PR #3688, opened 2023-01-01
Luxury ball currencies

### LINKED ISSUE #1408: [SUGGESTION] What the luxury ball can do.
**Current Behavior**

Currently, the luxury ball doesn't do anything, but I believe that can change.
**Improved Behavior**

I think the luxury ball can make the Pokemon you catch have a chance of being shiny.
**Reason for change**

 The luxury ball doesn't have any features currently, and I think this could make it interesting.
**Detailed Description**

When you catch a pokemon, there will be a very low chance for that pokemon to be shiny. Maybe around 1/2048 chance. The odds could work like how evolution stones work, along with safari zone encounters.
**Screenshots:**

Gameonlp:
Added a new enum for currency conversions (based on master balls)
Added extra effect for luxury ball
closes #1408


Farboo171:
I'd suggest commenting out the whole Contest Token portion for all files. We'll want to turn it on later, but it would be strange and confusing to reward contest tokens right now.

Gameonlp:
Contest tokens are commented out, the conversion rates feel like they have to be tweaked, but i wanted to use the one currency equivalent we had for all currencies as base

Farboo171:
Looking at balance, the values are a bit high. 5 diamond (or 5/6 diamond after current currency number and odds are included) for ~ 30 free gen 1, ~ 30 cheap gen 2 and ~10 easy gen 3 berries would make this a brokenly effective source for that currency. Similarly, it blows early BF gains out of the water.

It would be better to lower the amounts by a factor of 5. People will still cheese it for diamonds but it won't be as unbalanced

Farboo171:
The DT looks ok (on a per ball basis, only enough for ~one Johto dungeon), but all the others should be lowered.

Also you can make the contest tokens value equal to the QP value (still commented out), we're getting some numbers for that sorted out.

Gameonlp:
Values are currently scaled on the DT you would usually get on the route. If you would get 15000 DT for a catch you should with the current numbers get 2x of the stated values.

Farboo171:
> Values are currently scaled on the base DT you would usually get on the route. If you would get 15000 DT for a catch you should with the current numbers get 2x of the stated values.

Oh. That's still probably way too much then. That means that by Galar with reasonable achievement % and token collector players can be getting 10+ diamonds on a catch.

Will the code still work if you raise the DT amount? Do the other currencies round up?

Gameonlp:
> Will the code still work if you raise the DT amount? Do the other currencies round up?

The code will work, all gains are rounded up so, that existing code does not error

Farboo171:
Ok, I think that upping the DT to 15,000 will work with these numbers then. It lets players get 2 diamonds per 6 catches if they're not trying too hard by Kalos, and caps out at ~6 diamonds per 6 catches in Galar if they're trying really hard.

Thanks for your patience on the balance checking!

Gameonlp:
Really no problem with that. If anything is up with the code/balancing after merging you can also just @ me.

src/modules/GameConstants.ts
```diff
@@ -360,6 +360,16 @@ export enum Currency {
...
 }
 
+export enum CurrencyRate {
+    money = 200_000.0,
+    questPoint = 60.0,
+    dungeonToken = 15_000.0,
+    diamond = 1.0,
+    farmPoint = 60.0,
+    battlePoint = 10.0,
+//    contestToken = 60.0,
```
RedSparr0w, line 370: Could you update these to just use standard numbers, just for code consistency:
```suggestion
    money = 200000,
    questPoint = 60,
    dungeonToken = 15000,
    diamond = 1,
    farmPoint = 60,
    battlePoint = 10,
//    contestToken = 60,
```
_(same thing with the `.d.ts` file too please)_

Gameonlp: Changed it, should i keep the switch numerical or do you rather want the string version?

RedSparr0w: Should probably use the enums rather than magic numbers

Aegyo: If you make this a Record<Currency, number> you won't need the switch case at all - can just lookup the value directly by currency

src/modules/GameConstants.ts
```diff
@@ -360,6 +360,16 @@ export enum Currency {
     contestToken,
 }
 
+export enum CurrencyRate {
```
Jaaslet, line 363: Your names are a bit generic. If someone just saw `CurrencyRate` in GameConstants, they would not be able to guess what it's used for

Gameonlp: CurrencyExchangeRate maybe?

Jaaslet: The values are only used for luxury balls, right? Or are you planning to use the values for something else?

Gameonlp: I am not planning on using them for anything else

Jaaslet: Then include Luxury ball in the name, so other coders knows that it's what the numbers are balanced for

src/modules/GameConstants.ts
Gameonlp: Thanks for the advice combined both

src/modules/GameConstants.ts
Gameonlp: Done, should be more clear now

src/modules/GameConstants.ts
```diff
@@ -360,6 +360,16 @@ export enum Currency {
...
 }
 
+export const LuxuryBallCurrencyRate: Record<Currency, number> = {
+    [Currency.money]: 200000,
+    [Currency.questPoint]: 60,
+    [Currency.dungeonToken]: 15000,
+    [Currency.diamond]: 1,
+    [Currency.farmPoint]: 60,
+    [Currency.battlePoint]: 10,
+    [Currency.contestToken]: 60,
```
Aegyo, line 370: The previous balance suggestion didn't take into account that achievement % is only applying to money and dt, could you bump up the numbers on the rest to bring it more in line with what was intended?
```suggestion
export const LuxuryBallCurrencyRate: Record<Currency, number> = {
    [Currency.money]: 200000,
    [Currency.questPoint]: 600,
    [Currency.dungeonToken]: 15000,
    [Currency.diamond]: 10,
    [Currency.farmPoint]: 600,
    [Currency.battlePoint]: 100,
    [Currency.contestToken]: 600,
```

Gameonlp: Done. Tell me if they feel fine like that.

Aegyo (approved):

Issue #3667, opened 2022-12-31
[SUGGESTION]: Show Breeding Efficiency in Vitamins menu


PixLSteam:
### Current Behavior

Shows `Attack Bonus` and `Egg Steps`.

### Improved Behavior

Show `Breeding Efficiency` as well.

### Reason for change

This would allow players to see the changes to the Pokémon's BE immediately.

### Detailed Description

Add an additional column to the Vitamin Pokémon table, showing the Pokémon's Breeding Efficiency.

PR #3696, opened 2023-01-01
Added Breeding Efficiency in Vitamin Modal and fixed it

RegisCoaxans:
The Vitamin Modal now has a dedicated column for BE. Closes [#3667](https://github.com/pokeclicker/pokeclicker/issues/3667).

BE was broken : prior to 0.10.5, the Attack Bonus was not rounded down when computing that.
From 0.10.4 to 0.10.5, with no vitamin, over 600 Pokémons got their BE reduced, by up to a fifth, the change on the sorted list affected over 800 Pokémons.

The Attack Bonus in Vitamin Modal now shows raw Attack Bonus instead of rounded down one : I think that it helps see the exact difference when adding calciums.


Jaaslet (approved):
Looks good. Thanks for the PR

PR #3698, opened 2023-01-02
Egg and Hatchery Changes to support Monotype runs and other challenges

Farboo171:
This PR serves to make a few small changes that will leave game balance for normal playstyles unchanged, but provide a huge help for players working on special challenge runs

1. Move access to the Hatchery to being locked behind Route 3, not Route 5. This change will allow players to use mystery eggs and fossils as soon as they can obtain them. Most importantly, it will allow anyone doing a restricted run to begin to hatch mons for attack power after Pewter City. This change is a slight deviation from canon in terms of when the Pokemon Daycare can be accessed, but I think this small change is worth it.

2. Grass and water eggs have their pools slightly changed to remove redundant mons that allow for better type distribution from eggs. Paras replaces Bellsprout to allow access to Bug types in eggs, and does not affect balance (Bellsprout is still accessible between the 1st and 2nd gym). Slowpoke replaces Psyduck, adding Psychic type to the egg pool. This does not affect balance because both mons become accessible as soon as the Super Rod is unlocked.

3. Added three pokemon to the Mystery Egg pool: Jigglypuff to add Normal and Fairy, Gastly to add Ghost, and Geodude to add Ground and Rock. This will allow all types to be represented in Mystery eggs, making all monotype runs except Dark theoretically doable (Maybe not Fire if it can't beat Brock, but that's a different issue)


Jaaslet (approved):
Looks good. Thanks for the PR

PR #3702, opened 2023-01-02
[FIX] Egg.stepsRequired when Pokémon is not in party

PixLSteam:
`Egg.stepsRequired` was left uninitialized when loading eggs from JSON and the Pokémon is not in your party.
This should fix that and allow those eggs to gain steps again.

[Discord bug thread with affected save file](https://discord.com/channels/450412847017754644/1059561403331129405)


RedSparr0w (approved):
--------------------------------------------------
__What the task requires__
Look through the entries above and quote exactly the lines from the line with "PR #3698, opened 2023-01-02" to the line with "2. Grass and", counting both of those lines.

__Reply to the task__
PR #3698, opened 2023-01-02
Egg and Hatchery Changes to support Monotype runs and other challenges

Farboo171:
This PR serves to make a few small changes that will leave game balance for normal playstyles unchanged, but provide a huge help for players working on special challenge runs

1. Move access to the Hatchery to being locked behind Route 3, not Route 5. This change will allow players to use mystery eggs and fossils as soon as they can obtain them. Most importantly, it will allow anyone doing a restricted run to begin to hatch mons for attack power after Pewter City. This change is a slight deviation from canon in terms of when the Pokemon Daycare can be accessed, but I think this small change is worth it.

2. Grass and water eggs have their pools slightly changed to remove redundant mons that allow for better type distribution from eggs. Paras replaces Bellsprout to allow access to Bug types in eggs, and does not affect balance (Bellsprout is still accessible between the 1st and 2nd gym). Slowpoke replaces Psyduck, adding Psychic type to the egg pool. This does not affect balance because both mons become accessible as soon as the Super Rod is unlocked.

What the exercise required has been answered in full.